#### [Task details]
Examine each line of the listing below. Copy those in which the string "most" appears.
++++++++++++++++++++
PR #1181, opened 2020-11-12
[APPSRE-2611] Tracking decorator

apahim:
```
qontract_reconcile_function_elapsed_seconds_since_bundle_commit_bucket{integration="openshift-resources",le="10.0",name="utils.oc.OC.apply"} 0.0
qontract_reconcile_function_elapsed_seconds_since_bundle_commit_bucket{integration="openshift-resources",le="30.0",name="utils.oc.OC.apply"} 0.0
qontract_reconcile_function_elapsed_seconds_since_bundle_commit_bucket{integration="openshift-resources",le="60.0",name="utils.oc.OC.apply"} 0.0
qontract_reconcile_function_elapsed_seconds_since_bundle_commit_bucket{integration="openshift-resources",le="150.0",name="utils.oc.OC.apply"} 0.0
qontract_reconcile_function_elapsed_seconds_since_bundle_commit_bucket{integration="openshift-resources",le="300.0",name="utils.oc.OC.apply"} 10.0
qontract_reconcile_function_elapsed_seconds_since_bundle_commit_bucket{integration="openshift-resources",le="600.0",name="utils.oc.OC.apply"} 0.0
qontract_reconcile_function_elapsed_seconds_since_bundle_commit_bucket{integration="openshift-resources",le="1200.0",name="utils.oc.OC.apply"} 0.0
qontract_reconcile_function_elapsed_seconds_since_bundle_commit_bucket{integration="openshift-resources",le="1800.0",name="utils.oc.OC.apply"} 0.0
qontract_reconcile_function_elapsed_seconds_since_bundle_commit_bucket{integration="openshift-resources",le="+Inf",name="utils.oc.OC.apply"} 0.0
...
qontract_reconcile_function_elapsed_seconds_since_bundle_commit_bucket{integration="openshift-resources",le="10.0",name="utils.oc.OC.delete"} 0.0
qontract_reconcile_function_elapsed_seconds_since_bundle_commit_bucket{integration="openshift-resources",le="30.0",name="utils.oc.OC.delete"} 0.0
qontract_reconcile_function_elapsed_seconds_since_bundle_commit_bucket{integration="openshift-resources",le="60.0",name="utils.oc.OC.delete"} 0.0
qontract_reconcile_function_elapsed_seconds_since_bundle_commit_bucket{integration="openshift-resources",le="150.0",name="utils.oc.OC.delete"} 2.0
qontract_reconcile_function_elapsed_seconds_since_bundle_commit_bucket{integration="openshift-resources",le="300.0",name="utils.oc.OC.delete"} 0.0
qontract_reconcile_function_elapsed_seconds_since_bundle_commit_bucket{integration="openshift-resources",le="600.0",name="utils.oc.OC.delete"} 0.0
qontract_reconcile_function_elapsed_seconds_since_bundle_commit_bucket{integration="openshift-resources",le="1200.0",name="utils.oc.OC.delete"} 0.0
qontract_reconcile_function_elapsed_seconds_since_bundle_commit_bucket{integration="openshift-resources",le="1800.0",name="utils.oc.OC.delete"} 0.0
qontract_reconcile_function_elapsed_seconds_since_bundle_commit_bucket{integration="openshift-resources",le="+Inf",name="utils.oc.OC.delete"} 0.0
```

### DIFF
--- a/utils/metrics.py
+++ b/utils/metrics.py
@@ -1,0 +1,12 @@
+from prometheus_client import Gauge
+from prometheus_client import Counter
+
+
+run_time = Gauge(name='qontract_reconcile_last_run_seconds',
+                 documentation='Last run duration in seconds',
+                 labelnames=['integration', 'shards', 'shard_id'])
+
+run_status = Counter(name='qontract_reconcile_run_status',
+                     documentation='Status of the runs',
+                     labelnames=['integration', 'status',
+                                 'shards', 'shard_id'])
--- a/utils/metrics.py
+++ b/utils/metrics.py
@@ -1,5 +1,6 @@
 from prometheus_client import Gauge
 from prometheus_client import Counter
+from prometheus_client import Histogram
 
 
 run_time = Gauge(name='qontract_reconcile_last_run_seconds',
@@ -10,3 +11,11 @@ run_status = Counter(name='qontract_reconcile_run_status',
                      documentation='Status of the runs',
                      labelnames=['integration', 'status',
                                  'shards', 'shard_id'])
+
+reconcile_time = Histogram(name='qontract_reconcile_function_'
+                                'elapsed_seconds_since_bundle_commit',
+                           documentation='Run time seconds for tracked '
+                                         'functions',
+                           labelnames=['name', 'integration'],
+                           buckets=(10.0, 30.0, 60.0, 150.0, 300.0, 600.0,
+                                    1200.0, 1800.0, float("inf")))
--- a/utils/oc.py
+++ b/utils/oc.py
@@ -4,6 +4,7 @@ import logging
 import tempfile
 
 import utils.threaded as threaded
+from utils.qrtracking import elapsed_seconds_from_commit_metric
 
 from subprocess import Popen, PIPE
 from datetime import datetime
@@ -158,14 +159,17 @@ class OC(object):
                'kubectl.kubernetes.io/last-applied-configuration-']
         self._run(cmd)
 
+    @elapsed_seconds_from_commit_metric
     def apply(self, namespace, resource):
         cmd = ['apply', '-n', namespace, '-f', '-']
         self._run(cmd, stdin=resource, apply=True)
 
+    @elapsed_seconds_from_commit_metric
     def replace(self, namespace, resource):
         cmd = ['replace', '-n', namespace, '-f', '-']
         self._run(cmd, stdin=resource, apply=True)
 
+    @elapsed_seconds_from_commit_metric
     def delete(self, namespace, kind, name):
         cmd = ['delete', '-n', namespace, kind, name]
         self._run(cmd)
--- a/utils/qrtracking.py
+++ b/utils/qrtracking.py
@@ -1,0 +1,27 @@
+import time
+
+from functools import wraps
+
+from reconcile.status import RunningState
+from utils.metrics import reconcile_time
+
+
+def elapsed_seconds_from_commit_metric(function):
+
+    @wraps(function)
+    def wrapper(*args, **kwargs):
+        runing_state = RunningState()
+        result = function(*args, **kwargs)
+
+        commit_time = float(runing_state.timestamp)
+        time_spent = time.time() - commit_time
+
+        name = f'{function.__module__}.{function.__qualname__}'
+        reconcile_time.labels(
+            name=name,
+            integration=runing_state.integration
+        ).observe(amount=time_spent)
+
+        return result
+
+    return wrapper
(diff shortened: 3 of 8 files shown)


mmclanerh:
super cool! :+1:

rporres:
While this is certainly interesting and I love the idea of being able to measure the time that integrations take to run, I fail to understand how it help us to measure the time from merge to apply... Is this part of larger plan?

jmelis:
I'm concerned this may cause a cardinality explosion. It basically implies ~20 new time-series per git commit, which may be a lot.

I forgot the justification of why we need to keep track of the specific git commit.

If we don't really need the values for each git commit, I seem to recall that the last thing we proposed here was to report a histogram (without the `commit` label) in the `oc_apply` method. The value would be `current_time - git_commit_time`. The `git_commit_time` is not yet queriable via qontract-server, but it would be. So everytime you set up and initialize a new `sha` url for the server, you would also fetch the `git_commit_time` associated to it.

BTW, I liked the namedtuple _replace method, pretty cool :)

rporres:
This looks cool. For the purposes of what we want to achieve, most likely we will need to include in the same metric the deletes and the replaces in the same metric, don't you think @jmelis. The annotation name `track` would probably be too generic.

apahim:
As of now, the decorated function name is a dimension to the metric.

rporres:
> As of now, the decorated function name is a dimension to the metric.

Yeah, that was what I understood from the code

apahim:
> most likely we will need to include in the same metric the deletes and the replaces in the same metric

so all the decorated functions will contribute to the same histogram?

rporres:
Forget about it, we can just sum with a regex and that should be it :)

utils/oc.py
```diff
@@ -158,6 +159,7 @@ def remove_last_applied_configuration(self, namespace, kind, name):
                'kubectl.kubernetes.io/last-applied-configuration-']
         self._run(cmd)
 
+    @track
```
rporres, line 162: Please add tracking to `replace` and `delete` too

utils/metrics.py
```diff
@@ -0,0 +1,19 @@
...
+run_time = Gauge(name='qontract_reconcile_last_run_seconds',
+                 documentation='Last run duration in seconds',
+                 labelnames=['integration', 'shards', 'shard_id'])
+
+run_status = Counter(name='qontract_reconcile_run_status',
+                     documentation='Status of the runs',
+                     labelnames=['integration', 'status',
+                                 'shards', 'shard_id'])
+
+func_runtime = Histogram(name='qontract_reconcile_function_runtime',
```
rporres, line 15: would be `qontract_reconcile_function_elapsed_seconds_since_bundle_commit` too long? 😂

utils/metrics.py
```diff
@@ -0,0 +1,19 @@
...
+                         documentation='Run time for tracked functions',
```
rporres, line 16: We should specify the unit here

utils/metrics.py
```diff
@@ -0,0 +1,19 @@
...
+                         labelnames=['name'],
+                         buckets=(.1, .5, 1.0, 5.0, 10.0, 50.0, 100.0, 500.0,
```
rporres, line 18: What do you thing about this?
```suggestion
                         buckets=(10.0, 30.0, 60.0, 150.0, 300.0, 600.0, 1200.0, 1800.0,
```

utils/qrtracking.py
```diff
@@ -0,0 +1,26 @@
+import time
+
+from functools import wraps
+
+from reconcile.status import RunningState
+from utils.metrics import func_runtime
+
+
+def track(function):
```
rporres, line 9: What about? Maybe too long (again)
```suggestion
def elapsed_seconds_from_commit_metric(function):
```

apahim: That's terrible, but I like it :)

utils/metrics.py
apahim: sure +1

utils/metrics.py
apahim: not for me. hopefully also not for prometheus.

rporres: It doesn't look like it : https://prometheus.io/docs/concepts/data_model/

apahim:
@rporres @jmelis updated. The description shows how the metric is looking atm.

utils/oc.py
```diff
@@ -128,6 +129,7 @@ def get_items(self, kind, **kwargs):
 
         return items
 
+    @elapsed_seconds_from_commit_metric
```
rporres, line 132: I don't think we need to track this ATM, only calls that write into k8s

rporres (approved):
Apart from a small details, looks great!

utils/oc.py
apahim: sorry, leftover from testing :]

rporres: thx!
++++++++++++++++++++
#### [Expected output]
This looks cool. For the purposes of what we want to achieve, most likely we will need to include in the same metric the deletes and the replaces in the same metric, don't you think @jmelis. The annotation name `track` would probably be too generic.
> most likely we will need to include in the same metric the deletes and the replaces in the same metric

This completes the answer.